Infectiologie
VRS : absence de dérive antigénique après introduction des vaccins
L’analyse génomique des virus respiratoires syncytiaux (VRS) circulants aux États-Unis 1 an après l’introduction des vaccins ne révèle aucune dérive antigénique significative des protéines F, suggérant une pression évolutive encore limitée sur ces variants.

- dusanpetkovic/istock
L’infection par le virus respiratoire syncytial (RSV) représente un fardeau important chez les nourrissons et les adultes âgés. L’introduction récente de vaccins ciblant la protéine F sous sa conformation préfusionnelle a soulevé la question d’une éventuelle pression sélective favorisant l’émergence de variants antigéniques. Cette étude a analysé le génome du RSV circulant aux États-Unis lors de la première saison post-vaccinale (septembre 2023 – avril 2024) à partir de prélèvements issus de deux grands réseaux de surveillance.
Selon les résultats publiés dans le JAMA, parmi les 482 échantillons obtenus, 32 provenaient de personnes vaccinées au moins 14 jours avant l’apparition des symptômes. La majorité des virus détectés est de type RSV-B (77,6 %). L’analyse phylogénétique des séquences complètes des gènes F ne révèle aucun regroupement spécifique des virus issus de patients vaccinés, et aucune mutation antigénique nouvelle ou dominante n’a été identifiée, suggérant une stabilité antigénique de la protéine F.
Diversité virale mais absence d’adaptation vaccinale
Parmi les virus séquencés (n=330), la diversité génétique habituelle des RSV-A et RSV-B a été observée sans sélection préférentielle de sous-clades associés à la vaccination. Quelques substitutions d’acides aminés ont été détectées dans les sites antigéniques du gène F : S190N, S211N, et S389P dans RSV-B, fixes depuis 2022, ainsi que R42K, retrouvée fréquemment.
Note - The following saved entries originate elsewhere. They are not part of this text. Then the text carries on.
PR #582, opened 2026-07-07
feat: optional org plan tier + seat-limit hooks

beng360:
## What

Adds an optional, off-by-default organization **plan tier** to the org model, plus the UI and hook points to support seat-limited plans. Everything here is **inert unless a deployment opts in** — a default OSS deployment sees no behavior change.

## Changes

- `plan_tier` column on `organizations` (defaults to `'free'`), surfaced as `planTier` on `/api/orgs/current`
- Reusable `UpgradeModal` component + `/api/orgs/track` route for lightweight UI events
- Org Members / Overview render an optional upgrade prompt, gated behind `NEXT_PUBLIC_ENABLE_PAYWALL` (unset by default → nothing shown)
- `NEXT_PUBLIC_ENABLE_PAYWALL` + `NEXT_PUBLIC_UPGRADE_BOOKING_URL` env plumbing (`env.ts`, `docker-entrypoint.sh`, `.env.example`, compose files)

## Enforcement

The existing `before_add_member` / `get_seat_limit` hooks remain **no-ops in OSS**. Any actual seat enforcement is left to a deployment that provides its own hook implementation via `AURORA_HOOKS_MODULE` — this PR adds none. Default self-hosted deployments are unaffected: no gating, no prompts, normal add-member flow.

## Testing

- Backend compiles; touched frontend files type-clean
- Flag unset (default): members/overview render exactly as before

## Summary by CodeRabbit

* **New Features**
  * Added optional organization paywall messaging in the app, including an upgrade dialog and booking link support.
  * Organization pages now show plan information and an upgrade prompt when applicable.
  * New environment settings let deployments turn the paywall on or off and configure an upgrade booking URL.

* **Bug Fixes**
  * Organization data now consistently includes plan tier details across the UI and backend.
  * Default plan handling is more reliable when no tier is set.


client/src/app/api/orgs/track/route.ts
```diff
@@ -0,0 +1,20 @@
...
+
+  const response = await fetch(`${API_BASE_URL}/api/orgs/track`, {
+    method: 'POST',
+    headers: { ...authResult.headers, 'Content-Type': 'application/json' },
+    body: JSON.stringify(body),
+  })
+
+  const data = await response.json()
+  return NextResponse.json(data, { status: response.status })
+}
```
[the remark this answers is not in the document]
beng360: Done in 28d99eba — rewrote the route to use the shared `forwardRequest` helper, so it now inherits auth, the 30s AbortSignal timeout, and error normalisation instead of the raw fetch.

client/src/app/api/orgs/track/route.ts
```diff
@@ -0,0 +1,20 @@
...
+  const authResult = await getAuthenticatedUser()
+  if (authResult instanceof NextResponse) return authResult
+
+  const body = await req.json()
+
+  const response = await fetch(`${API_BASE_URL}/api/orgs/track`, {
+    method: 'POST',
+    headers: { ...authResult.headers, 'Content-Type': 'application/json' },
+    body: JSON.stringify(body),
+  })
```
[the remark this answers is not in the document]
beng360: Done in 28d99eba — rewrote the route to use the shared `forwardRequest` helper, so it now inherits auth, the 30s AbortSignal timeout, and error normalisation instead of the raw fetch.

.env.example
```diff
@@ -149,6 +149,14 @@ VISUALIZATION_ENABLED=false
...
 NEXT_PUBLIC_ENABLE_VISUALIZATION=false
 
+# Opt-in org paywall (free/enterprise seat gating). Off by default — plain OSS
+# deployments never paywall. When "true", free-tier orgs see an upgrade prompt
+# instead of the Add-member flow. Actual seat enforcement is separate and only
+# runs when a deployment activates the before_add_member hook (AURORA_HOOKS_MODULE).
+NEXT_PUBLIC_ENABLE_PAYWALL=false
+# Booking/upgrade link shown in the upgrade modal (e.g. a Cal.com URL).
+NEXT_PUBLIC_UPGRADE_BOOKING_URL=
+
```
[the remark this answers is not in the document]
beng360: Done in 28d99eba — added `NEXT_PUBLIC_ENABLE_PAYWALL` and `NEXT_PUBLIC_UPGRADE_BOOKING_URL` to the frontend service env in both `docker-compose.yaml` and `docker-compose.prod-local.yml`.

client/src/lib/env.ts
```diff
@@ -11,6 +11,8 @@ type EnvKey =
   | 'NEXT_PUBLIC_ENABLE_CLOUDBEES'
   | 'NEXT_PUBLIC_ENABLE_BITBUCKET_OAUTH'
   | 'NEXT_PUBLIC_ENABLE_VISUALIZATION'
+  | 'NEXT_PUBLIC_ENABLE_PAYWALL'
+  | 'NEXT_PUBLIC_UPGRADE_BOOKING_URL'
   | 'AURORA_ENV';
```
OlivierTrudeau, line 15: We shouldn't add a booking URL as a param. We should hard code it IMO. It won't change depending on env and for open source it'll be deactivated anyways

server/utils/db/db_utils.py
```diff
@@ -1668,6 +1668,20 @@ def initialize_tables():
...
+            # before_add_member hook). Plain OSS never enforces on this column.
+            try:
+                cursor.execute(
+                    "ALTER TABLE organizations ADD COLUMN IF NOT EXISTS plan_tier VARCHAR(20) DEFAULT 'free';"
+                )
+                conn.commit()
+                logging.info("Ensured plan_tier column exists on organizations table.")
+            except Exception as e:
+                conn.rollback()
+                logging.warning(f"Migration for organizations.plan_tier: {e}")
```
OlivierTrudeau, line 1683: I think this duplicates what's already done in Harry's PR... Did you branch off of that Pr?

client/src/app/api/orgs/track/route.ts
```diff
@@ -0,0 +1,6 @@
+import { NextRequest } from 'next/server'
+import { forwardRequest } from '@/lib/backend-proxy'
+
+export async function POST(request: NextRequest) {
+  return forwardRequest(request, 'POST', '/api/orgs/track', 'Failed to record event')
+}
```
OlivierTrudeau: I believe this points to nothing. Only on Harry's branch it exists

client/src/app/org/components/UpgradeModal.tsx
```diff
@@ -0,0 +1,65 @@
...
+interface UpgradeModalProps {
+  open: boolean;
+  onOpenChange: (open: boolean) => void;
+}
+
+const features = [
+  "Multiple members per organization",
+  "Dedicated engineering support",
+  "Continuous feature development",
+  "10x usage limits",
```
OlivierTrudeau: The 10x usage limit isn't true tho.

beng360: yeah you're right fixed.

client/src/lib/env.ts
beng360: I mean its mostly like we shouldn't hardcode it in OSS

client/src/app/org/components/UpgradeModal.tsx
beng360: Now actually removed in 62c98ff4 (the modal only lists Multiple members / Dedicated support / Continuous development).

client/src/app/api/orgs/track/route.ts
beng360: Good catch — you're right, the backend /api/orgs/track route only exists in the deployment overlay, so this proxy 404'd in OSS. Removed both the proxy and the modal's tracking call in 62c98ff4; tracking is a deployment concern, not core OSS.

client/src/lib/env.ts
beng360: OSS empty, prod uses helm to push it

OlivierTrudeau: I mean there's just no one else that will set it and it adds another env var to manage in helm for no value

OlivierTrudeau (approved):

Chez les patients vaccinés ou partiellement vaccinés, d’autres mutations rares ont été observées (I57V, S377N, I384V dans RSV-A ; R191K et E294K dans RSV-B), mais elles n’étaient ni récurrentes ni caractéristiques de la vaccination. En conséquence, aucune signature d’échappement vaccinal n’a été mise en évidence, et la circulation virale ne semble pas avoir été affectée par la campagne vaccinale. Concernant la tolérance, les données sur les patients infectés ne suggèrent pas d’évolution particulière de la sévérité de la maladie en fonction du statut vaccinal.
Analyse génomique des RSV circulants : aucun signe de dérive antigénique
Cette étude repose sur un séquençage génomique intégral des VRS identifiés dans deux vastes réseaux de surveillance aux États-Unis, incluant des hôpitaux du CDC et de l’administration des vétérans. La représentativité des résultats est bonne pour les adultes hospitalisés, mais l’absence de données pédiatriques et sérologiques limite la généralisation aux nourrissons et à l’impact immunitaire global.
L’absence de dérive antigénique du VRS après une saison post-vaccinale suggère que la pression évolutive exercée par la vaccination reste pour l’instant faible, probablement en raison d’un taux de couverture modéré (24 % chez les adultes éligibles en 2023-2024). En pratique, ces résultats confortent la robustesse actuelle des vaccins et ne justifient pas de mise à jour immédiate de leur composition. Toutefois, une surveillance génomique continue demeure essentielle pour détecter d’éventuelles mutations émergentes au fil des saisons et anticiper une éventuelle nécessité d’adaptation vaccinale.